- Born: Oliver George Bayston
- Origin: London, England
- Genres: Electro, dance, pop
- Years active: 2012–present
- Labels: Nettwerk Music Group; Domino;
- Website: boxedinmusic.com

= Boxed In (musician) =

British singer, songwriter, and record producer

Oliver George Bayston, known professionally as Boxed In, is a British singer, songwriter and record producer. He has produced music for the likes of Olivia Dean, Mary in the Junkyard, and Fat Dog.

==History==
The name, Boxed In, is partly inspired by Francis Bacon's infamous painting Head VI, once described as "the operation through which the entire body escapes through the mouth", a phrase which also seemed to befit the act of singing.

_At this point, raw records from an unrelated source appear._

Issue #6080, opened 2022-05-17
Crash with dispatchTo


bmarty:
### Steps to reproduce

Reported by rageshakes:
https://github.com/matrix-org/element-android-rageshakes/issues?q=is%3Aopen+dispatchTo+

```
Thread: main, Exception: java.util.ConcurrentModificationException
at java.util.LinkedHashMap$LinkedHashIterator.nextNode(LinkedHashMap.java:757)
at java.util.LinkedHashMap$LinkedKeyIterator.next(LinkedHashMap.java:780)
at im.vector.app.core.utils.JsonViewerStylerKt.dispatchTo(JsonViewerStyler.kt:4)
at org.matrix.android.sdk.internal.session.DefaultSession$$ExternalSyntheticLambda1.run(R8$$SyntheticClass:5)
```

### Outcome

Crash

### Will you send logs?

No

bmarty:
Related to #5821 probably.

ouchadam:
Fixed in 1.4.26

PR #6362, opened 2022-06-22
Fixing concurrent `dispatchTo` crash

### LINKED ISSUE #5821: Signing out causes a crash
### Steps to reproduce

 -I'm logged into the app
2. What do you click?
 -I try to sign out
3. More steps…
 -About 3 out of 10 times the app crashes when I confirm signing out
 -The next time I log in, I'm greated with the crash report screen

#### What did you expect?
I expected to be signed out and taken to the welcome screen.
#### What happened instead?
The app crashed instead.

Submitted 2 rageshakes:
https://github.com/matrix-org/element-android-rageshakes/issues/37244
https://github.com/matrix-org/element-android-rageshakes/issues/37247

### Your phone model

Samsung Galaxy A40

### Operating system version

Android 11

1.4.12

### Homeserver

matrix.org

### Will you send logs?

Yes

ouchadam:
## Type of change

- [ ] Feature
- [x] Bugfix
- [ ] Technical
- [ ] Other :

## Content

Fixes #5821 & #6080

- Uses a _safe to concurrently modify_ structure for the `SessionListeners` list

## Motivation and context

We have a few implementations of the `SessionListener` which remove themselves from the `SessionListeners` in `onSessionStopped` ([SessionScopedProperty](https://github.com/vector-im/element-android/blob/develop/vector/src/main/java/im/vector/app/features/session/SessionScopedProperty.kt#L39), [InvitesAcceptor](https://github.com/vector-im/element-android/blob/develop/vector/src/main/java/im/vector/app/features/invite/InvitesAcceptor.kt#L146)) , this is a problem because we iterate through all the listeners in order to call `onSessionStopped`, resulting in a concurrent modification exception.

The error itself seems to be race condition presenting itself intermittently due to `synchronised` usages allowing the next main looper to be used, I'm only able to reproduce locally by directly including a listener which removes itself ASAP but the crash is quite common in the Play console

```kotlin
// Session.close()
sessionListeners.addListener(object : Session.Listener {
    override fun onSessionStopped(session: Session) {
        sessionListeners.removeListener(this)
    }
})
```
 
The fix is to use a structure which allows concurrent modification, in this case a `CopyOnWriteArraySet` which does have an extra performance cost _but_ at the point of modification (rather than iteration) which we don't do very often.

## Screenshots / GIFs

|Before|After|
|-|-|
|before-dispatchto|after-dispatchto|

## Tests

- In the code, add a new session listener which removes itself `onSessionStopped`
- Notice a crash when signing out

## Tested devices

- [x] Physical
- [ ] Emulator
- OS version(s): 28

### DIFF
--- a/changelog.d/5821.bugfix
+++ b/changelog.d/5821.bugfix
@@ -1,0 +1,1 @@
+Fixes concurrent modification crash when signing out or launching the app
--- a/matrix-sdk-android/src/main/java/org/matrix/android/sdk/internal/session/SessionListeners.kt
+++ b/matrix-sdk-android/src/main/java/org/matrix/android/sdk/internal/session/SessionListeners.kt
@@ -19,12 +19,13 @@ package org.matrix.android.sdk.internal.session
 import org.matrix.android.sdk.api.extensions.tryOrNull
 import org.matrix.android.sdk.api.session.Session
 import timber.log.Timber
+import java.util.concurrent.CopyOnWriteArraySet
 import javax.inject.Inject
 
 @SessionScope
 internal class SessionListeners @Inject constructor() {
 
-    private val listeners = mutableSetOf<Session.Listener>()
+    private val listeners = CopyOnWriteArraySet<Session.Listener>()
 
     fun addListener(listener: Session.Listener) {
         synchronized(listeners) {


bmarty (approved):
LGTM, thanks!

PR #260, opened 2021-10-30
feat: front end deployments now generate alerts

GresilleSiffle:
As does the back end.

I also added some " style " in the alerts to put an emphasis on the host name affecter by the deployment.


lfaucon (approved):
github.com new pull request approved

PR #262, opened 2021-11-01
Update EmailDomainAdmin for easier editing by admins

amatissart:
image

* Domains can be filtered by `status`, and the `status` can updated directly from the list.
* The search bar allows to filter by domain (or any substring of `domain`)
* It's possible to select multiple domains to mark them as "accepted" or "rejected" all at once, via the "action" menu:
  image


lfaucon (approved):
Awesome!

After featuring in The Guardians "New band of the day" in October 2013, Boxed In released his first single "All Your Love Is Gone" through Moshi Moshi Records in November 2013. His eponymous, electro-dance-pop debut album followed in January 2015, released by Nettwerk Records, to a swathe of positive reviews, including from NME, Clash, and The Line of Best Fit. Stylistically, the album drew comparisons with LCD Soundsystem and Hot Chip.

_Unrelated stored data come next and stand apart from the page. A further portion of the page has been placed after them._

PR #263, opened 2021-11-01
Restrict ML to trusted comparisons, based on accepted email domains

amatissart:
### Changes

* A signal `pre_save` is used to create the `EmailDomain` related to any new or updated `User` email
* `User.trusted_users()` is a queryset containing only the users whose `email` is associated with an accepted domain.  
As the query is implemented using the Django ORM, the filter is applied at the database level, and it can be used efficiently in all contexts where a queryset of `User` is accepted.
* In the User admin, "trusted" or "non-trusted" users can be filtered from the list.
* ML: the input dataset defined in `fetch_data()` is restricted to comparisons created by trusted users.   
As a result, the video scores will be derived from these comparisons only, and non-trusted users won't have any `ContributorRatingCriteriaScore` associated with them.

### A question of terminology
I used the term **"trusted user"**, for consistency with "trusted domain" that is specified in the UI messages to be implemented. But in older versions **"certified user"** was also used, should we stick to it?

Anyway, this notion should not be confused with **"verified user"**, that is already used to describe a user whose email has been verified after registration (meaning that the email address is valid, without any other guarantee).


backend/core/tests/test_trusted_users.py
```diff
@@ -0,0 +1,25 @@
...
+
+class TestTrustedUsers(TestCase):
+    def test_user_trusted_based_on_email_domain(self):
+        user = User.objects.create_user(username="test-user", email="test@example.test")
+        email_domain = EmailDomain.objects.filter(domain="@example.test").first()
+        self.assertIsNotNone(email_domain)
+        self.assertFalse(user.is_trusted)
+
+        email_domain.status = EmailDomain.STATUS_ACCEPTED
+        email_domain.save()
```
sandre35, line 14:
```suggestion
        email_domain.update(status=EmailDomain.STATUS_ACCEPTED)
```

sandre35 (commented):
What confuses me a bit is that the `@` is registered inside the `domain`. I would suggest to remove it.

backend/core/signals.py
```diff
@@ -0,0 +1,27 @@
+import logging
+from django.db.models.signals import pre_save
+from django.dispatch import receiver
+from .models import User, EmailDomain
+
+logger = logging.getLogger(__name__)
+
+
+@receiver(pre_save, sender=User)
+def ensure_that_email_domain_exists(sender, instance, update_fields, **kwargs):
```
GresilleSiffle, line 10: Is there any benefit here of using a signal instead of overwriting the `save` method of our `User` model?

Signals are really handy when it comes to make uncoupled Django apps react to each other, but they have the downside of creating scattered and less easy to maintain code.

In our case, both `EmailDomain` and `User` models are part of the same app so, overwriting the `User`'s `save` method won't make uncoupled folders coupled. 

I personally tend to avoid signals as much as I can (i.e. when I don't explicitely need them) so that all behaviours related to a model are visible in the model's file. I was also inspired by the authors of the book [Two Scoops of Django](https://www.feldroy.com/books/two-scoops-of-django-3-x) who ecourage, in the version 2.x of the book, using the model's hooks depending on your use case.

GresilleSiffle (commented):
Hi @amatissart 

I added a simple comment so that we can discuss about signals. I didn't hit the request changes button because I wanted to know your opinion before : )

backend/core/admin.py
```diff
@@ -27,9 +28,28 @@ class DegreeAdmin(admin.ModelAdmin):
...
 
 
+class IsTrustedFilter(admin.SimpleListFilter):
+    title = 'is trusted'
+    parameter_name = 'is_trusted'
+
+    def lookups(self, request, model_admin):
+        return (
+            ('1', 'Yes'),
+            ('0', 'No'),
```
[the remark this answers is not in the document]
amatissart: Thy need to be strings: the tuples are used to specify values used by the filter in the Django Admin. The first element is the coded value that will appear in the URL query, and the second item is the option that appear in the menu on the right.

The album, and lead singles "Mystery", "Run Quicker" and "False Alarm", were supported across BBC Radio 1 (including Huw Stephens' It's Album Time session), BBC Radio 6 Music (including a live session with Lauren Laverne), KCRW (the album reached the station's top 10 albums of 2015) and Spotify. This led to sold-out shows at London's XOYO and Oslo (Hackney) venues. After seeing them perform at SXSW in March 2015, KCRW music director Jason Bentley invited the band to Los Angeles to perform alongside TV on the radio at the station's Sound In Focus festival.

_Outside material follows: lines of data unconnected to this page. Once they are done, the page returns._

PR #267, opened 2021-11-03
Implement "Change email address" form

amatissart:
* A new section is added on the "Account" page to ask for a verification link and change the email address associated to the current account:
image

* The verification flow is similar to the one used after registration, and reuses the same component `VerifyUser`, renamed to `VerifySignature`.

* The API rejects any existing email address.
* The OpenAPI initialization is refactored: `OpenAPI.BASE` and `OpenAPI.TOKEN` are defined in the top level `App`. Other components don't need to interact with them anymore, and can use `useLoginState()` if necessary (to check if the current user is logged in, etc.)  
Another PR will follow to clean up existing components. It would add a lot of noise here.


frontend/src/pages/settings/account/Account.tsx
```diff
@@ -7,20 +7,55 @@ import ContentHeader from '../../../components/ContentHeader';
...
+  let sectionTitle;
+  if (typeof title === 'string') {
+    sectionTitle = (
+      <Typography variant="h4" color="secondary">
+        {title}
+      </Typography>
+    );
+  } else {
+    sectionTitle = title;
+  }
```
lfaucon, line 34: I prefer the following:

```suggestion
  const sectionTitle = (typeof title === 'string') 
    ?  (<Typography variant="h4" color="secondary">
        {title}
      </Typography>) 
    : title
```

The two advantages I find are 1. more concise and 2. using `const` instead of `let` reassures me that I don't need to read more code to know what `sectionTitle` is.

frontend/src/features/settings/account/EmailAddressForm.tsx
```diff
@@ -0,0 +1,101 @@
...
+      setIsLoading(false);
+    };
+    loadProfile();
+  }, []);
+
+  if (isSuccess) {
+    return (
+      <Box marginBottom={2}>
+        <Typography>
+          A verification email will be sent to confirm your new email address.
```
lfaucon, line 53: "has been sent" ?

frontend/src/features/settings/account/EmailAddressForm.tsx
```diff
@@ -0,0 +1,101 @@
...
+        </Typography>
+      </Box>
+    );
+  }
+
+  const formError = apiError?.status === 400 ? apiError.body : null;
+
+  return (
+    <>
+      {isLoading && <CircularProgress />}
```
lfaucon, line 63: I'd recommend not rendering anything else if `isLoading` otherwise a user clicking rapidly or with slow network may trigger the form twice.

frontend/src/features/settings/account/EmailAddressForm.tsx
```diff
@@ -0,0 +1,101 @@
...
+              formError={formError}
+            />
+          </Grid>
+          <Grid item md={6}>
+            <Button
+              type="submit"
+              color="secondary"
+              fullWidth
+              variant="contained"
+              disabled={isLoading}
```
lfaucon, line 92: Ok, you may ignore the above comment. I'm not sure what's the best practice in general.

Maybe the best UX may be that the whole form should keep the same height when submitted.

frontend/src/pages/signup/Verify.tsx
```diff
@@ -0,0 +1,84 @@
...
+    // eslint-disable-next-line react-hooks/exhaustive-deps
+  }, []);
+
+  const title =
+    verify === 'user' ? 'Verify registration' : 'Verify new email address';
+
+  const successMessage =
+    verify === 'user'
+      ? '✅ Your account is now verified.'
+      : '✅ Your new email address is now verified.';
```
lfaucon, line 68:
```suggestion
  const [executeVerify, title, success] = (verify === 'user')
    ? [executeVerifyUser, 'Verify registration', '✅ Your account is now verified.']
    :  [executeVerifyEmail, 'Verify new email address', '✅ Your new email address is now verified.']
  
  useEffect(() => {
    const verifyParams = async () => {
      try {
        await executeVerify(searchParams);
        setVerificationState('success');
      } catch (err) {
        console.error(err);
        setVerificationState('fail');
      }
    };
    verifyParams();

    // Let's make sure the verification runs only once,
    // even if searchParams are re-evaluated.
    //
    // eslint-disable-next-line react-hooks/exhaustive-deps
  }, []);
```

frontend/src/pages/signup/Verify.tsx
```diff
@@ -0,0 +1,84 @@
...
+        } else if (verify === 'email') {
+          await executeVerifyEmail(searchParams);
+        }
+        setVerificationState('success');
+      } catch (err) {
+        console.error(err);
+        setVerificationState('fail');
+      }
+    };
+    verifyParams();
```
lfaucon, line 54: I never knew this trick after years of JavaScript 🤯

lfaucon (approved):
Only optinoal code style comments. Thanks for the feature. It works perfectly locally.

frontend/src/App.tsx
```diff
@@ -19,8 +19,25 @@ import VideoRecommendationPage from './pages/videos/VideoRecommendation';
...
 
+import { OpenAPI } from 'src/services/openapi';
+import { LoginState } from './features/login/LoginState.model';
+
+const API_URL = process.env.REACT_APP_API_URL;
+
+const initializeOpenAPI = (loginState: LoginState) => {
+  OpenAPI.BASE = API_URL ?? '';
+  OpenAPI.TOKEN = async () => loginState.access_token ?? '';
+  return OpenAPI;
```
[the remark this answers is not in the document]
amatissart: :+1:

frontend/src/App.tsx
```diff
@@ -19,8 +19,25 @@ import VideoRecommendationPage from './pages/videos/VideoRecommendation';
...
 import ResetPassword from './pages/login/ResetPassword';
 
+import { OpenAPI } from 'src/services/openapi';
+import { LoginState } from './features/login/LoginState.model';
+
+const API_URL = process.env.REACT_APP_API_URL;
+
+const initializeOpenAPI = (loginState: LoginState) => {
+  OpenAPI.BASE = API_URL ?? '';
+  OpenAPI.TOKEN = async () => loginState.access_token ?? '';
```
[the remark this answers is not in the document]
amatissart: I am not certain this is necessary, depending on React rerender cycle, but it feels safer to me to use a function to fetch the latest `access_token` on every request, even if the `useEffect` did not run after the token has been updated.   
And async is required as OpenAPI expects a `Promise`.

frontend/src/features/settings/account/EmailAddressForm.tsx
amatissart: Good point, I wrapped the content in a `<Box>` with "minHeight", to reduce flickering and keep the same height in most cases. This is not a perfect solution.  

In some cases, [ "skeleton components"](https://v4.mui.com/components/skeleton/#skeleton) and animations can also used to prevent abrupt changes in layout.

frontend/src/pages/signup/Verify.tsx
amatissart: If you refer to using an "async" function in a sync block, it's actually a common pattern in `useEffect()`.  
In general, that's not a silver bullet though: it works here as there is no return value, and the function catches all errors, to avoid unhandled promise rejections.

On 22 April 2016, producer Dan Carey's Speedy Wunderground label (which invites a band to write and record a track in 24 hours at Carey's South London studio) released its 16th single "Running Out" by Boxed In feat. Formation, a British breakthrough dance-pop act.

Single Jist was released in June 2016, ahead of Boxed In's second album, Melt, which was released in September that year. A second single from the album, Forget, followed a month later, remixed by George FitzGerald.